Realtors had a positive outlook on the numbers, saying sales growth in the fourth quarter was strong and a federal tax credit program fueled the 2010 sales.

“The housing market sales comeback in the fourth quarter builds hope for an improving 2012 market,” Duncan R. MacKenzie, CEO of the New York State Association of Realtors, said in a statement.

“The continued stabilization of the statewide median sales price is a positive sign for homeowners, and a signal for would-be buyers that it’s time to focus on advantages such as record-low mortgage rates and solid affordability factors rather than price declines.”

The association’s information is based on preliminary single-family sales data.
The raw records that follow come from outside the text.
PR #22, opened 2023-06-22
Fix MHSA masking

Atticus1806:
This PR fixes the masking issue talked about today (that we usually want 1 to mark positions which are in the sequence, but MHSA expects the other way around)
Also the docstring indicates to me that for float mask weird things happen, so I added a bool conversion. 
```
        key_padding_mask: If specified, a mask of shape :math:`(N, S)` indicating which elements within ``key``
            to ignore for the purpose of attention (i.e. treat as "padding"). For unbatched `query`, shape should be :math:`(S)`.
            Binary and float masks are supported.
            For a binary mask, a ``True`` value indicates that the corresponding ``key`` value will be ignored for
            the purpose of attention. For a float mask, it will be directly added to the corresponding ``key`` value.
```

### DIFF
--- a/i6_models/parts/conformer/mhsa.py
+++ b/i6_models/parts/conformer/mhsa.py
@@ -39,17 +39,17 @@ class ConformerMHSAV1(torch.nn.Module):
         )
         self.dropout = cfg.dropout
 
-    def forward(self, input_tensor: torch.Tensor, key_padding_mask: Optional[torch.Tensor] = None) -> torch.Tensor:
+    def forward(self, input_tensor: torch.Tensor, sequence_mask: Optional[torch.Tensor] = None) -> torch.Tensor:
         """
         Apply layer norm and multi-head self attention and dropout
-        :param Optional[torch.Tensor] key_padding_mask: could be a binary or float mask of shape (B, T)
+        :param Optional[torch.Tensor] sequence_mask: could be a binary or float mask of shape (B, T), 1 signals within sequence, 0 outside, will be inverted to match the torch.nn.MultiheadAttention module
         which will be applied/added to dot product, used to mask padded key positions out
         """
-
+        inv_sequence_mask = 1 - sequence_mask
         output_tensor = self.layernorm(input_tensor)  # [B,T,F]
 
         output_tensor, _ = self.mhsa(
-            output_tensor, output_tensor, output_tensor, key_padding_mask=key_padding_mask, need_weights=False
+            output_tensor, output_tensor, output_tensor, key_padding_mask=inv_sequence_mask, need_weights=False
         )  # [B,T,F]
         output_tensor = torch.nn.functional.dropout(output_tensor, p=self.dropout, training=self.training)  # [B,T,F]
 
--- a/i6_models/parts/conformer/mhsa.py
+++ b/i6_models/parts/conformer/mhsa.py
@@ -45,7 +45,7 @@ class ConformerMHSAV1(torch.nn.Module):
         :param Optional[torch.Tensor] sequence_mask: could be a binary or float mask of shape (B, T), 1 signals within sequence, 0 outside, will be inverted to match the torch.nn.MultiheadAttention module
         which will be applied/added to dot product, used to mask padded key positions out
         """
-        inv_sequence_mask = 1 - sequence_mask
+        inv_sequence_mask = (1 - sequence_mask).bool()
         output_tensor = self.layernorm(input_tensor)  # [B,T,F]
 
         output_tensor, _ = self.mhsa(


JackTemaki (approved):

SimBe195 (approved):

michelwi (approved):

Atticus1806:
Actually now that I think about it, I think it would be better to also convert the mask to float before substraction. Since input might be bool.
@JackTemaki @SimBe195 @michelwi I will push, but I would reask for your approval.

i6_models/parts/conformer/mhsa.py
```diff
@@ -39,17 +39,20 @@ def __init__(self, cfg: ConformerMHSAV1Config):
...
+    def forward(self, input_tensor: torch.Tensor, sequence_mask: Optional[torch.Tensor] = None) -> torch.Tensor:
         """
         Apply layer norm and multi-head self attention and dropout
-        :param Optional[torch.Tensor] key_padding_mask: could be a binary or float mask of shape (B, T)
+        :param Optional[torch.Tensor] sequence_mask: could be a binary or float mask of shape (B, T), 1 signals within sequence, 0 outside, will be inverted to match the torch.nn.MultiheadAttention module
         which will be applied/added to dot product, used to mask padded key positions out
         """
-
+        if sequence_mask is not None:
+            inv_sequence_mask = (1 - sequence_mask.float()).bool()
```
michelwi, line 49: is it concerning that you subtract float mask from integer 1?

how about 
```suggestion
            inv_sequence_mask = torch.logical_not(sequence_mask)
```

Atticus1806: I thought about that too, but there was no clear agreement (yet?) whether the mask is always bool, that I am aware of. So here it might also be float (c.f. #17). But if you prefer logical_not I could always cast the mask to bool beforehand.

michelwi: according to the examples at https://pytorch.org/docs/stable/generated/torch.logical_not.html `torch.logical_not` also handles float and integer inputs (treating 0 and 0.0 as False and all other as True)

Atticus1806: Oh nice, I did not know that.

JackTemaki (approved):

tests/test_conformer.py
```diff
@@ -65,7 +65,11 @@ def get_output_shape(input_shape, cfg, **kwargs):
     # with key padding mask
     input_shape = [4, 15, 32]  # B,T,F
     cfg = ConformerMHSAV1Config(32, 8, 0.2, 0.3)
-    assert get_output_shape(input_shape, cfg, key_padding_mask=torch.randint(0, 2, input_shape[:2]) > 0) == [4, 15, 32]
+    assert get_output_shape(input_shape, cfg, sequence_mask=(torch.randint(0, 2, input_shape[:2]) > 0)) == [
+        4,
+        15,
+        32,
+    ]
```
michelwi, line 72:
```suggestion
    assert get_output_shape(input_shape, cfg, sequence_mask=(torch.randint(0, 2, input_shape[:2]) > 0)) == [4, 15, 32]
```
this line is even shorter than the original one.. black should not be overzealous here

michelwi (approved):
If you want, you may even add test cases for boolean, integer, and float masks

I'll reapprove, but the main part of the change is now my implementation anyway so 🤷

i6_models/parts/conformer/mhsa.py
```diff
@@ -39,17 +39,20 @@ def __init__(self, cfg: ConformerMHSAV1Config):
         )
         self.dropout = cfg.dropout
 
-    def forward(self, input_tensor: torch.Tensor, key_padding_mask: Optional[torch.Tensor] = None) -> torch.Tensor:
+    def forward(self, input_tensor: torch.Tensor, sequence_mask: Optional[torch.Tensor] = None) -> torch.Tensor:
         """
         Apply layer norm and multi-head self attention and dropout
-        :param Optional[torch.Tensor] key_padding_mask: could be a binary or float mask of shape (B, T)
+        :param Optional[torch.Tensor] sequence_mask: could be a binary or float mask of shape (B, T), 1 signals within sequence, 0 outside, will be inverted to match the torch.nn.MultiheadAttention module
```
albertz, line 45: While we change this, we can also fix the inconsistent docstring issue here, namely:
* There should be an empty line between the description and the first param.
* The type info not needed here (it's already typed).
```suggestion

        :param sequence_mask: could be a binary or float mask of shape (B, T), 1 signals within sequence, 0 outside, will be inverted to match the torch.nn.MultiheadAttention module
```

albertz (commented):
In PyTorch, where else is masking used? Is masking usually expected to be this way (inverted from what we thought)? Should we maybe change the meaning of our `sequence_mask` for all modules? Then we don't need the inversion here.

SimBe195 (approved):

Atticus1806:
Re-requesting review due to change. Now using xor, because this is exportable with the current setup.

JackTemaki (approved):

i6_models/parts/conformer/mhsa.py
```diff
@@ -39,17 +39,21 @@ def __init__(self, cfg: ConformerMHSAV1Config):
         )
         self.dropout = cfg.dropout
 
-    def forward(self, input_tensor: torch.Tensor, key_padding_mask: Optional[torch.Tensor] = None) -> torch.Tensor:
+    def forward(self, input_tensor: torch.Tensor, sequence_mask: Optional[torch.Tensor] = None) -> torch.Tensor:
```
albertz, line 42: Do we really want to allow to have it optional?

i6_models/parts/conformer/mhsa.py
```diff
@@ -39,17 +39,21 @@ def __init__(self, cfg: ConformerMHSAV1Config):
...
         """
         Apply layer norm and multi-head self attention and dropout
-        :param Optional[torch.Tensor] key_padding_mask: could be a binary or float mask of shape (B, T)
+
+        :param sequence_mask: could be a binary or float mask of shape (B, T), 1 signals within sequence, 0 outside, will be inverted to match the torch.nn.MultiheadAttention module
```
albertz, line 46: First, I would say bool mask, not binary mask.

Then: Do we really want to allow both cases here (bool or float)? We could also just say that we expect a bool mask in any case.

Then, what was the result of the discussion now w.r.t. what we actually want to have? Bool or float? Seq mask or seq len or some dataclass? Inv seq mask or seq mask? On device or CPU? I don't see that in the meeting notes. Or when I left the meeting, I think it was bool mask on GPU, but there was still ongoing discussion, maybe the dataclass was still a valid option?

i6_models/parts/conformer/mhsa.py
Atticus1806: We need this for export. During export, from our current knowledge it is almost impossible to generate a sequence mask (because all variants @JackTemaki and I found require `max_len` as int and/or torch.arange (which needs int input)). This is not exportable. One could write a custom op, but we decided against it for now because we don't do batch decoding anyway, this could be later added I guess if required. 
And then simply putting the mask to None in the initial Module is the solution we came up with.

i6_models/parts/conformer/mhsa.py
Atticus1806: Good catch on the doc, I missed that. Regarding the discussion I cannot say much so maybe @christophmluscher @SimBe195 or someone else could comment.

i6_models/parts/conformer/mhsa.py
albertz: What code did you try? I just tried `torch.arange(x.shape[0])` for some tensor `x` and that seems to work fine?

albertz: My testing code: https://github.com/albertz/playground/blob/master/torch-tracing-arange.py

Atticus1806: Hmm, you are right this seems to work. I have to admit most of the testing was done by @JackTemaki, but like this the export of the conformer works for me. 
I would wait for @JackTemaki s feedback here.

albertz: I extended the demo code for doing a seq mask, and that also works just fine: https://github.com/albertz/playground/blob/master/torch-tracing-seqmask.py

Atticus1806: So it seems @albertz variant is working. This means I will remove the support for optional mask here.

i6_models/parts/conformer/mhsa.py
```diff
@@ -39,17 +39,21 @@ def __init__(self, cfg: ConformerMHSAV1Config):
...
         which will be applied/added to dot product, used to mask padded key positions out
         """
-
+        if sequence_mask is not None:
+            inv_sequence_mask = torch.logical_xor(sequence_mask, torch.ones(sequence_mask.shape))
```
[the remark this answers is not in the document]
Atticus1806: But how would we track this? always assume something like `self.export_model` is set?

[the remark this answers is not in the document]
albertz: `torch.onnx.is_in_onnx_export()`

i6_models/parts/conformer/mhsa.py
```diff
@@ -39,18 +39,28 @@ def __init__(self, cfg: ConformerMHSAV1Config):
         )
         self.dropout = cfg.dropout
 
-    def forward(self, input_tensor: torch.Tensor, sequence_mask: Optional[torch.Tensor] = None) -> torch.Tensor:
+    @staticmethod
+    def _invert_sequence_mask(sequence_mask: torch.Tensor):
```
albertz, line 43: Maybe we want to move this function somewhere else, and call it maybe sth more expressive like `compat_logical_not`?

Atticus1806: we could do `util/compat.py` and then put `logical_not` in there?

i6_models/parts/conformer/mhsa.py
```diff
@@ -39,18 +39,28 @@ def __init__(self, cfg: ConformerMHSAV1Config):
...
+        """
+        Helper function to decide how to invert the sequence mask. For ONNX export use XOR with 1 since logical_not is not implemented.
+        Else logical_not is applied for efficiency reasons.
+
+        :param sequence_mask: bool mask of shape (B, T) to be inverted.
+        """
+        if torch.onnx.is_in_onnx_export():
+            return torch.logical_xor(sequence_mask, torch.ones(sequence_mask.shape, device=sequence_mask.device))
```
albertz, line 51:
```suggestion
            return torch.logical_xor(sequence_mask, torch.ones_like(sequence_mask))
```

Atticus1806: I think device is required. At least for me it crashed in my models when this was not set.

i6_models/util/compat.py
```diff
@@ -0,0 +1,14 @@
+import torch
+
+
+def _invert_sequence_mask(sequence_mask: torch.Tensor):
```
albertz, line 4:
```suggestion
def logical_not(tensor: torch.Tensor):
```

i6_models/parts/conformer/mhsa.py
```diff
@@ -2,10 +2,10 @@
 
 __all__ = ["ConformerMHSAV1", "ConformerMHSAV1Config"]
 from dataclasses import dataclass
-from typing import Optional
 import torch
 
 from i6_models.config import ModelConfiguration
+from i6_models.util.compat import logical_not
```
albertz, line 8: I would prefer to just import the module, like:
```suggestion
from i6_models.util import compat
```
And then below use `compat.logical_not`.

i6_models/util/compat.py
```diff
@@ -0,0 +1,18 @@
+"""
+Compatibility support for different functions. This could be for example for onnx export.
+"""
+
+import torch
+
+
+def logical_not(tensor: torch.Tensor, /):
```
albertz, line 8:
```suggestion
def logical_not(tensor: torch.Tensor, /) -> torch.Tensor:
```

albertz (approved):

christophmluscher (approved):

The median sales price statewide was stable through 2011 and remained on par with 2010 at the end of the year, the group said.
New York realtors sold 72,058 existing single-family homes last year, a 3.9 percent drop from the previous year, when they sold 74,970, the group said.

Fourth-quarter sales of existing single-family homes totaled 18,345, 4.2 percent higher than the 17,607 sales in the same quarter of 2010. There were 6,405 sales in December 2011, 2.4 percent higher than same month in 2010 and 10.7 percent higher than November 2011, the Association of Realtors said.

The statewide annual median sales price was $212,500, 0.7 percent less than the $214,000 median in 2010. The fourth quarter 2011 median was $205,000 and the December median was $202,000, compared to $216,000 and $220,000, respectively, in 2010.

“The upward sales swing seems to contradict the low consumer confidence in the housing market as reported in the recent NYSAR/Siena Research Institute Consumer Real Estate Sentiment Survey,” MacKenzie said. “The statewide housing market continues to be unpredictable, punctuated by upswings that have yet to emerge as an ongoing trend.”